什么破事啊這?!不走就不走,江曦抱著背包和只小刺猬一樣窩在沙發一角,臉陰沉得都能滴出水來,那架勢人要是過去準被她捅一刀似的。
熬啊熬到江曦眼皮子怎么都挑不開,莊令無聲無息地站起來:“時辰到了,該送她上路了。”
于是,江曦沒頭沒腦地被拎到了后院。
井邊一灘灘的燒紙灰,和一個又一個沒有瞳仁的黑色眼睛一樣盯著他們。莊令站了兩分鐘,提著的傘颯地微微張開,平底起了一卷風,將那些紙灰吹散得無影無蹤。江曦仍是低著頭,神游天外,直到莊令慢慢開口:
“你在井邊看到了什么?”
能看到什么,不是井難道是皮卡丘???
萎靡不振的江曦勉強打起一點精神,不情不愿地往井那瞅了一眼,不瞅不知道一瞅嚇得她“嗬地抽了口冷氣,往后退了好一大步。剛剛還沒什么異常的井口如觸手般蔓延出了好幾條黑色的霧氣,有意無意地向江曦他們的方向游去,卻對近在咫尺的阿寧視若無睹。
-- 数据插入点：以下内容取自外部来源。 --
PR #1199, opened 2020-01-31
Feature/mes 4669 mod2 category selection

edwardwilson:
## Description
Added the change category selector into the Mod2 WRTC page following the implementation for Mod1.

## Checklist

## Screenshots (optional)
image

### DIFF
--- a/src/pages/waiting-room-to-car/cat-a-mod1/waiting-room-to-car.cat-a-mod1.page.ts
+++ b/src/pages/waiting-room-to-car/cat-a-mod1/waiting-room-to-car.cat-a-mod1.page.ts
@@ -142,8 +142,8 @@ export class WaitingRoomToCarCatAMod1Page extends BasePageComponent {
         map(isManual),
       ),
       testCategory$: currentTest$.pipe(
-      select(getTestCategory),
-    ),
+        select(getTestCategory),
+      ),
     };
   }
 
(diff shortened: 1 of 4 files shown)


MarkPatt89 (approved):

Cullima (changes requested):
Think you need to update tests.effects to stop the populate test action from being fired on starting the test from the journal. This is how it was done for mod 1.

edwardwilson:
That is changing in a future PR as the change in tests.effects breaks the analytics. The fix for mod1 fixes it for all of them

Cullima:
> That is changing in a future PR as the change in tests.effects breaks the analytics. The fix for mod1 fixes it for all of them



> That is changing in a future PR as the change in tests.effects breaks the analytics. The fix for mod1 fixes it for all of them

Ah, ok. Does the page still present the button only prior to the category being confirmed? This was the reason for not dispatching the action initially. I think the idea is the user is forced to open the modal and confirm the category.

edwardwilson:
> > That is changing in a future PR as the change in tests.effects breaks the analytics. The fix for mod1 fixes it for all of them
> 
> > That is changing in a future PR as the change in tests.effects breaks the analytics. The fix for mod1 fixes it for all of them
> 
> Ah, ok. Does the page still present the button only prior to the category being confirmed? This was the reason for not dispatching the action initially. I think the idea is the user is forced to open the modal and confirm the category.

Right now the page loads with an existing selection. So it doesn't show the Button to select, only the option to change. In commit https://github.com/dvsa/mes-mobile-app/commit/b1a334cfd74d8cf34c49ccf63f9403d604c9c11c the changes to the bike category component can be seen which introduces the new functionality.

I don't think we should hold this PR up while we wait for the other changes to get merged. We can review the story after to confirm the AC has been met later

Cullima (approved):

江曦從來沒有見過這么詭異的景象,她頭皮發麻,往后直退,哪想退得越快,那黑霧爬得就越快,飛一般地鎖向她的腳踝處。
江曦想都沒想,轉身就跑,才一轉身,鼻梁撞上了個硬物,頓時眼淚花就鉆出來了:“疼……”
莊令沒料到她膽子小成這樣,正主還沒出現人就嚇得落荒而逃,一時間也沒反應過來,就由著她撞進了自己懷里。不巧的是,江曦脆弱的鼻梁磕在他胸前的盤扣上,盤扣里頭包的是硬牛角,這磕上去和雞蛋碰石頭似的。
“沒事站這么近做什么啊……”江曦淚汪汪地抱怨,她真心覺得自己和這人八字不合,他們到底是怎么配的八字啊,確定沒弄反了???
莊令沉默了一下,不甚熟練地說了一句:“抱歉。”
兩人對話間的十幾秒,黑霧已經快如閃電地追了上來,眼看要纏上江曦。
“嗒”極輕的一聲響,尖尖的傘尖叩在被水磨滑的地面上,被它穿透的黑霧瞬間消散無影。才從井口溢出的霧氣仿佛十分忌憚莊令的這把傘,或者說他這個人,剎時要往回縮,阿寧“喵”的一聲叫,高高跳起,胖乎乎的肉爪子滑稽地在空中抓來抓去:“昨天放過了你,今天別想跑了啊喵!!!”
讓江曦大跌眼鏡的是,那黑霧居然真的就被它抓住了。落入阿寧爪下的霧氣劇烈地扭動,阿寧極威武地把它按在井口的石樁上。